### [Instructions to follow]
Every line of the listing that holds the word "replace" should be returned.

^^^^^^^^^^^^^^^^

PR #791, opened 2020-02-19
Motor MP: Title view

bstien:
# Why?
We want to get rid of proxy layout for the title view on the objectPage. Like the price view in #772 this one is named `ObjectPageTitleView` since it'll only have a single usecase.

Both `title` and `subtitle` are optionals, since we can't be sure if an ad will contain both/either/none.

# What?
- Add `ObjectPageTitleView`.
- Add demo + snapshot reference image.

# Show me
| Title + subtitle | Title | Subtitle |
| --- | --- | --- |
| Screenshot 2020-02-19 at 09 41 27 | Screenshot 2020-02-19 at 09 41 31 | Screenshot 2020-02-19 at 09 41 36 |


Demo/Components/ObjectPageTitleView/ObjectPageTitleDemoView.swift
```diff
@@ -0,0 +1,54 @@
...
+        titleView = nil
+
+        let newTitleView = ObjectPageTitleView(titleStyle: titleStyle, subtitleStyle: subtitleStyle, withAutoLayout: true)
+        addSubview(newTitleView)
+
+        newTitleView.leadingAnchor.constraint(equalTo: leadingAnchor, constant: .mediumSpacing).isActive = true
+        newTitleView.trailingAnchor.constraint(equalTo: trailingAnchor, constant: -.mediumSpacing).isActive = true
+        newTitleView.centerYAnchor.constraint(equalTo: centerYAnchor).isActive = true
+        newTitleView.configure(withTitle: title, subtitle: subtitle)
+        self.titleView = newTitleView
```
fespinoza: just nitpicking
if you have multiple constraints i think it's nicer to write

```swift
NSLayoutConstraint.activate([
])
```

instead of multiple `isActive = true`.

Also, why do you need to create a new title view each time? can you use the instance and just call the `configure` method within the tweaking actions?

Demo/Demo/DemoViews/ComponentDemoViews.swift
```diff
@@ -68,9 +68,10 @@ public enum ComponentDemoViews: String, CaseIterable {
     case linkButtonListView
     case safetyElementsView
     case contractActionView
+    case objectPageTitleView
 
     public static var items: [ComponentDemoViews] {
-        return allCases.sorted { $0.rawValue < $1.rawValue }
+        allCases.sorted { $0.rawValue < $1.rawValue }
```
fespinoza: NO RETURN! :P

bstien: 🙈

Demo/Components/ObjectPageTitleView/ObjectPageTitleDemoView.swift
bstien: I'll fix the constraints 👍

I did this, because I was unsure if we needed to simulate other markets in the demo, since some of those will have different needs in regard to label styling. We don't have this issue right now, so I'll just keep the one instance instead of recreating the view.

bstien:
We need to have an optional `Ribbon` above the title in this view. I'll add this and request review again.

bstien:
Nevermind my last comment. I need to do some refactoring for the ribbon to work as planned. Merging this one and will open another PR with those changes.

PR #810, opened 2020-03-02
Internal: rename spacing constants to standarize with Android

fespinoza:
Trello ref: https://trello.com/c/tpZJhhFN/130-redifine-spacing-names-and-convensions-for-ios-and-android

# Why?

When we call something medium, we mean: 8pts in iOS and 16pts in Android, then
from the design perspective is quite confusing.

# What?

- Renamed spacing constants:
  - spacingXXS = 2
  - spacingXS  = 4
  - spacingS   = 8
  - spacingM   = 16
  - spacingL   = 24
  - spacingXL  = 32
  - spacingXXL = 64

  This naming is also better in terms that is easy to relate spacingM with
  spacingL, rather than mediumSpacing, mediumLargeSpacing and veryLargeSpacing

  It's also better for autocompletion purposes, since the constants will be
  within the same namespace, then you can see all the available options when you
  type "spacing"

- Keep the previous constants to avoid break projects depending from FinniversKit

  ⚠️ this will produce a lot of warnings in the projects. I will fix them in the
  different dependencies as soon as possible after merge


Demo/DNA/Spacing/SpacingDemoView.swift
```diff
@@ -24,48 +24,48 @@ public class SpacingDemoView: UIView {
...
+        addSubview(spacingXSView)
 
-        let mediumSpacingView = makeLabel(text: "👈        mediumSpacing        👉")
-        addSubview(mediumSpacingView)
+        let spacingSView = makeLabel(text: "👈        spacingS        👉")
+        addSubview(spacingSView)
 
-        let mediumPlusSpacingView = makeLabel(text: "👈        mediumPlusSpacingView        👉")
-        addSubview(mediumPlusSpacingView)
+        let spacingLView = makeLabel(text: "👈        spacingLView        👉")
```
ninarg: spacingL 😄

Demo/DNA/Spacing/SpacingDemoView.swift
```diff
@@ -24,48 +24,48 @@ public class SpacingDemoView: UIView {
...
 
-        let smallSpacingView = makeLabel(text: "👈        smallSpacing        👉")
-        addSubview(smallSpacingView)
+        let spacingXSView = makeLabel(text: "👈        spacingXS        👉")
+        addSubview(spacingXSView)
 
-        let mediumSpacingView = makeLabel(text: "👈        mediumSpacing        👉")
-        addSubview(mediumSpacingView)
+        let spacingSView = makeLabel(text: "👈        spacingS        👉")
+        addSubview(spacingSView)
```
ninarg: Missing demo for spacing M

PR #811, opened 2020-03-02
Make link/subtitle tapable

ag12:
# Why?
We want to add more functionality to the reputation view.  

# What?
Added `UITapGestureRecognizer` to `subtitleLabel` and 
new method `reputationViewLinkWasTapped` to `ReputationViewDelegate`


Sources/Components/Profile/ReputationView.swift
```diff
@@ -89,6 +92,12 @@ public class ReputationView: UIView {
         label.translatesAutoresizingMaskIntoConstraints = false
         label.numberOfLines = 0
         label.textColor = .textAction
+
+        // Make label tapable
+        let gesture = UITapGestureRecognizer(target: self, action: #selector(onLinkTap))
+        label.isUserInteractionEnabled = true
```
robinsalehjan: Maybe move this to be right below the other attributes set on the label?

ag12: Wow 😍

PR #812, opened 2020-03-02
Bump FinniversKit to 35.3.0

fespinoza:
# Changes:

- #810: Internal: rename spacing constants to standarize with Android

☝️ is not a breaking change, but it does deprecate the old names for
spacing constants, that's why i bumped the minor number, although I am
not sure is the correct. (can be a patch bump)


fespinoza:
closing in favor of #813

PR #81, opened 2016-07-01
Return the profile pic URL

hodgestar:


hodgestar:
Ready for review.

mentorship/mentor/serializers.py
```diff
@@ -133,12 +134,30 @@ def create(self, validated_data):
...
+        return url
+
+
 class ProfileSerializer(serializers.ModelSerializer):
 
-        class Meta:
-            model = Mentor
-            fields = ('job_sector', 'job_title',
-                      'motivation', 'inspiration', 'tags')
+    profile_pic = ProfilePicUrlField(required=False, read_only=True)
```
KaitCrawford: Can't we use Django rest frameworks HyperlinedModelSerializer in some way to simplify this stuff? http://www.django-rest-framework.org/api-guide/serializers/#hyperlinkedmodelserializer

KaitCrawford:
@hodgestar just one question about Hyperlinked Serializers.

mentorship/mentor/serializers.py
hodgestar: There doesn't seem to be a way to get a URL for a detail route on a view (i.e. adding the `image/` on the end). We could override `HyperlinkedIdentityField` instead of `Field`. We'd still have to override `to_representation`, but maybe it'd be a bit shorter. Let me try quickly.

hodgestar: I've pushed a version that is based on `HyperlinkedIdentityField`. It's more magic but does use fewer lines of code.

hodgestar:
@KaitCrawford Ready for re-review.

KaitCrawford:
:+1:

PR #84, opened 2016-07-07
add download as csv with filter

codiebeulaine:


mentorship/mentor/admin.py
```diff
@@ -5,15 +5,88 @@
...
+            ('This Year', _('This Year')),
+        )
+
+    def queryset(self, request, queryset):
+        """
+        Returns the filtered queryset based on the value
+        provided in the query string and retrievable via
+        `self.value()`.
+        """
+        global DATE_RANGE
```
miltontony: Definitely -100 on this. Please find a way of doing this without `global`

codiebeulaine: @miltontony yeah, haven't implemented your suggestion. Will do so once it works

mentorship/mentor/admin.py
```diff
@@ -5,15 +5,88 @@
...
+    else:
+        next_month = today.replace(month=today.month + 1, day=1)
+    next_year = today.replace(year=today.year + 1, month=1, day=1)
+
+    if DATE_RANGE == 'Any Date' or DATE_RANGE == '':
+        return queryset
+    if DATE_RANGE == 'Today':
+        return queryset.filter(**{field_name: today})
+    if DATE_RANGE == 'Past 7 Days':
+        return queryset.filter(field_name__gte=(today - datetime.timedelta(
```
codiebeulaine: @hodgestar @miltontony the problem I'm having is here, I'm not sure how to reference the dynamic field name as well as the gte filter

mentorship/mentor/admin.py
```diff
@@ -5,15 +5,88 @@
 from django.db.models import Q
 from django.utils.html import format_html
 from django.core.urlresolvers import reverse
+import csv
```
hodgestar: Can we put all the standard library imports at the top?

hodgestar:
Just noting that we closed this because it turns out the actual feature request is to export calls and messages (see #85).

PR #85, opened 2016-07-07
add download as csv to calls and messages

codiebeulaine:


mentorship/mentor/admin.py
```diff
@@ -1,20 +1,37 @@
...
 from django.core.urlresolvers import reverse
+from django.http import HttpResponse
 
 from .models import (Mentor, Mentee, Call, Message, ScheduledCall, Task, Event,
                      Feedback, NotificationSettings, CustomPushNotification)
 
 
+def download_as_csv(mentorship_statstics_admin, request, queryset):
+    opts = queryset.model._meta
+    response = HttpResponse(content_type='text/csv')
```
hodgestar: Maybe we should add `; charset=utf-8` to the `content_type` to be clear that it's meant to be UTF-8 encoded.

mentorship/mentor/admin.py
```diff
@@ -1,20 +1,37 @@
...
+    response['Content-Disposition'] = 'attachment;filename=export.csv'
+    writer = csv.writer(response)
+    field_names = [field.name for field in opts.fields]
+    writer.writerow(field_names)
+    for obj in queryset:
+        writer.writerow([getattr(obj, field) for field in field_names])
```
hodgestar: We probably need to be a bit careful here and explicitly encode rows to UTF-8 ourselves. So something like:
```python
writer.writerow([
    unicode(getattr(obj, field)).encode('utf-8') for field in field_names
])
```

hodgestar:
Looking good so far. We'll probably have to make the export a bit more custom in order to handle the following fields properly:
* Calls:
  * Handler number (mentor)
  * Beneficiary number (mentee)
  * IVR ignored
  * IVR completed
  * IVR Results (Need to determine how these will be displayed)
* Messages:
  * Sender
  * Recipient

mentorship/mentor/admin.py
```diff
@@ -1,26 +1,75 @@
...
 from .models import (Mentor, Mentee, Call, Message, ScheduledCall, Task, Event,
                      Feedback, NotificationSettings, CustomPushNotification)
 
 
+def download_as_csv(model_admin, request, queryset):
+    opts = queryset.model._meta
+    response = HttpResponse(content_type='text/csv; charset=utf-8')
+    response['Content-Disposition'] = 'attachment;filename=export.csv'
+    writer = csv.writer(response)
+    field_names = [field.name for field in opts.fields]
```
hodgestar: It doesn't look like we're using `field_names` any more so we can remove it and `opts`.

mentorship/mentor/admin.py
```diff
@@ -1,26 +1,75 @@
...
+
+    def call_duration(obj):
+        if obj.end_time is not None:
+            return obj.end_time - obj.start_time
+        return "Ongoing"
+
+    def ivr_complete(obj):
```
hodgestar: I think we can delete these copies of `ivr_complete` and `call_duration` and just use `model_admin.ivr_complete` and `model_admin.call_duration`?

mentorship/mentor/admin.py
```diff
@@ -1,26 +1,72 @@
...
+
+    @classmethod
+    def call_duration(cls, obj):
         if obj.end_time is not None:
             return obj.end_time - obj.start_time
         return "Ongoing"
 
+    @classmethod
+    def ivr_complete(cls, obj):
+        return Feedback.objects.get(
```
hodgestar: We need to handle the case where there is currently no Feedback object associated with the call. In that case we can just return `None`, I think.

hodgestar:
Let one last comment but otherwise looks good.

We need to figure out how to handle the IVR results, but I think it's best to put that in a separate PR since we'll need to discuss it with people.

mentorship/mentor/tests/test_admin.py
```diff
@@ -147,6 +147,13 @@ def test_calls_download_as_csv(self):
         mentor1, mentee1 = utils.mk_mentor_mentee_pair('mentor1', 'mentee1')
         mentor2, mentee2 = utils.mk_mentor_mentee_pair('mentor2', 'mentee2')
         call = utils.mk_call(caller=mentor1, receiver=mentee1)
+        response = download_as_csv_calls(CallAdmin, None, Call.objects.all())
```
hodgestar: Could we make this a separate test rather than putting it into an existing test? Apologies for all the nitpicking. :/

hodgestar:
:+1: once Travis is happy! :D :cake:

PR #87, opened 2016-07-11
Add 'complete' field to mentorship feedback.

hodgestar:
We need to know whether feedback responses were partial or complete. Currently the feedback response Django model and the API don't capture this information explicitly.


hodgestar:
@codiebeulaine Ready for review.

I'm going to add the migrations in a separate PR because there are a few extra unrelated migrations needed too.

codiebeulaine:
👍

PR #90, opened 2016-07-11
Use Feedback model for IVR feedback statistics.

hodgestar:
Currently the statistics admin uses the Task model for IVR feedback statistics. This is incorrect and we should use the Feedback model's new `complete` field instead.


hodgestar:
@codiebeulaine Ready for review.

codiebeulaine:
👍 🍰

PR #92, opened 2016-07-25
Add id field for profile API.

hodgestar:
Currently the profile API does not include the user id, which makes updating profiles difficult. We should include the 'id' in API responses.


hodgestar:
@peterp Ready for review.

peterp:
👍

PR #97, opened 2016-08-12
add category API

codiebeulaine:


mentorship/mentor/urls.py
```diff
@@ -19,6 +19,11 @@
 urlpatterns = [
     # API urls
     url(r'^mentor/', include(router.urls)),
+    url(r'^category/', views.CategoryViewSet.as_view({'get': 'list'}),
+        name="category"),
+    url(r'^category/(?P<pk>\d+)/$',
+        views.CategoryViewSet.as_view({'get': 'list-detail'}),
+        name="category-detail"),
```
KaitCrawford: You can add a router in the section above this which will automatically create these (although the names might be different). `router.register(r'category', views.CategoryViewSet)` should work.

mentorship/mentor/views.py
```diff
@@ -74,6 +74,22 @@ def perform_update(self, serializer):
...
+                      viewsets.GenericViewSet):
+    """
+    This viewset automatically provides `list`, `create`, `detail` and `update`
+    actions.
+    """
+    serializer_class = CategorySerializer
+    permission_classes = (permissions.IsAuthenticated,)
+
+    def get_queryset(self):
+        return Category.objects.all()
```
miltontony: This should be `Category.objects.live()`

mentorship/mentor/views.py
```diff
@@ -74,6 +74,22 @@ def perform_update(self, serializer):
...
+
+    def get_object(self):
```
KaitCrawford: Using the router means you shouldn't need to specify these two methods here. It's done automatically.

mentorship/mentor/serializers.py
```diff
@@ -1,9 +1,15 @@
...
 from mentor.models import Call, Message, Event, Task, ScheduledCall, Mentee, \
-    Mentor, NotificationSettings
+    Mentor, NotificationSettings, Category
 from django.contrib.auth.models import User
 
 
+class CategorySerializer(serializers.ModelSerializer):
+    class Meta:
+        model = Category
+        fields = ('title', 'image', 'color', 'about', 'goal')
```
KaitCrawford: Maybe add `'id'` to the fields so that the list view has the information necessary to drill down to the detail view (otherwise people using it won't have any way of getting to the detail view because they won't know the pk)

mentorship/mentor/tests/test_views.py
```diff
@@ -57,6 +59,40 @@ def mk_mentor(self, name='mentor', mentee=None):
...
+        category = Category(title='Test Category', slug='test-category')
+        self.main.add_child(instance=category)
+        category.save_revision().publish()
+        category2 = Category(title='Test Category2', slug='test-category2')
+        self.main.add_child(instance=category2)
+        category2.save_revision().publish()
+        self.assertEquals(Category.objects.live().child_of(
+            self.main).count(), 2)
+        self.assertEquals(Category.objects.all().count(), 2)
+        response = self.client.get(reverse('category'))
```
KaitCrawford: This url name will probably become `category-list` due to using the router to generate it

KaitCrawford:
@codiebeulaine I just added a suggestion but it looks good. Tests should be easy to fix :)

codiebeulaine:
@KaitCrawford ready for review

mentorship/mentor/tests/test_views.py
```diff
@@ -23,9 +23,10 @@
 from django.contrib.auth import views as auth_views
 from django.contrib.auth.models import User
 from django.contrib.auth.tokens import default_token_generator
+from mentor.tests.base import TestCaseMixin
 
 
-class MentorViewTests(TestCase):
+class MentorViewTests(TestCase, TestCaseMixin):
```
KaitCrawford: what is the `TestCaseMixin` for? (for my learning)

mentorship/mentor/urls.py
```diff
@@ -15,6 +15,7 @@
 router.register(r'schedule', views.ScheduledCallViewSet, "mentor-schedule")
 router.register(r'notification-settings', views.NotificationSettingsViewSet,
                 "mentor-notifications")
+router.register(r'category', views.CategoryViewSet, "category")
```
KaitCrawford: You don't need the third argument here. It's optional and is used to change the url name. (ie the schedule urls would have names like `schedule-list` and `schedule-detail` but because of the third argument they instead have names like `mentor-schedule-list`)

mentorship/mentor/tests/test_views.py
codiebeulaine: it is not needed here so just took it out, but it allows you to created a main page in wagtail really easily with self.mk_main()

KaitCrawford:
@codiebeulaine I've left a question and a nit-pick but :+1: when the tests pass

mentorship/mentor/urls.py
codiebeulaine: it fails without the name there

codiebeulaine:
@KaitCrawford it fails without that name there so left it in, still 👍 ?

KaitCrawford:
:confused: clearly I misunderstood something. :+1: cake will come later (maybe)

codiebeulaine:
woot!

PR #110, opened 2016-09-20
Feature/update notifications

codiebeulaine:


codiebeulaine:
@miltontony @justinvdm @KaitCrawford ready for review

mentorship/mentor/models.py
```diff
@@ -113,6 +113,9 @@ def ended(self, end_time=None, partner_id=None, recording_url=None,
                              event_type="end_call",
                              relevant_mentor=self.caller.mentor,
                              object_id=self.pk)
+        if self.caller.mentor.notification_settings.call_ended:
+            send_notification_to_gcm(self.caller.mentor, "Call ended",
+                                     self.end_time, self.pk)
```
justinvdm: I just realised now that we probably don't want a native notification for this type, so I think the `notification` field should be left out for this type. Maybe we should extend `send_notification_to_gcm` to include an optional flag defaulting to `True` for whether or not to use the notification field, and set it to `False` here, or something similar?

justinvdm: (Sorry for only noticing this now)

justinvdm:
Left a comment on a thing I realised, looks good :)

mentorship/mentor/models.py
codiebeulaine: cool. Now worries. updating now

justinvdm:
:+1:wtih

mentorship/mentor/models.py
```diff
@@ -231,7 +235,8 @@ def notify_callee(self, message):
     def remind_caller(self):
         time_string = self.call_time.strftime("%H:%M")
         text = "You have a call scheduled for " + time_string + "."
-        return send_notification_to_gcm(self.caller, "Call reminder", text)
+        return send_notification_to_gcm(
+            self.caller, "Call reminder", text, self.pk)
```
justinvdm: Two things I just noticed:
  - For the `type`, could we use more `programmatically_usable`, like the [types in the gist](https://gist.github.com/justinvdm/c2b6c05fb5f32bfdc3074f78412a128b#types)?
  - we are going to need separate types for the different reminders (e.g. CALL_STARTING_HOUR, CALL_STARTING_10_MIN, CALL_STARTING_1_MIN)

justinvdm: (if it would be more consistent with the event type naming, we could lowercase the types (e.g. `call_ended` rather than `CALL_ENDED`, happy either way)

^^^^^^^^^^^^^^^^

### [Response to this exercise]
+        next_month = today.replace(month=today.month + 1, day=1)
+    next_year = today.replace(year=today.year + 1, month=1, day=1)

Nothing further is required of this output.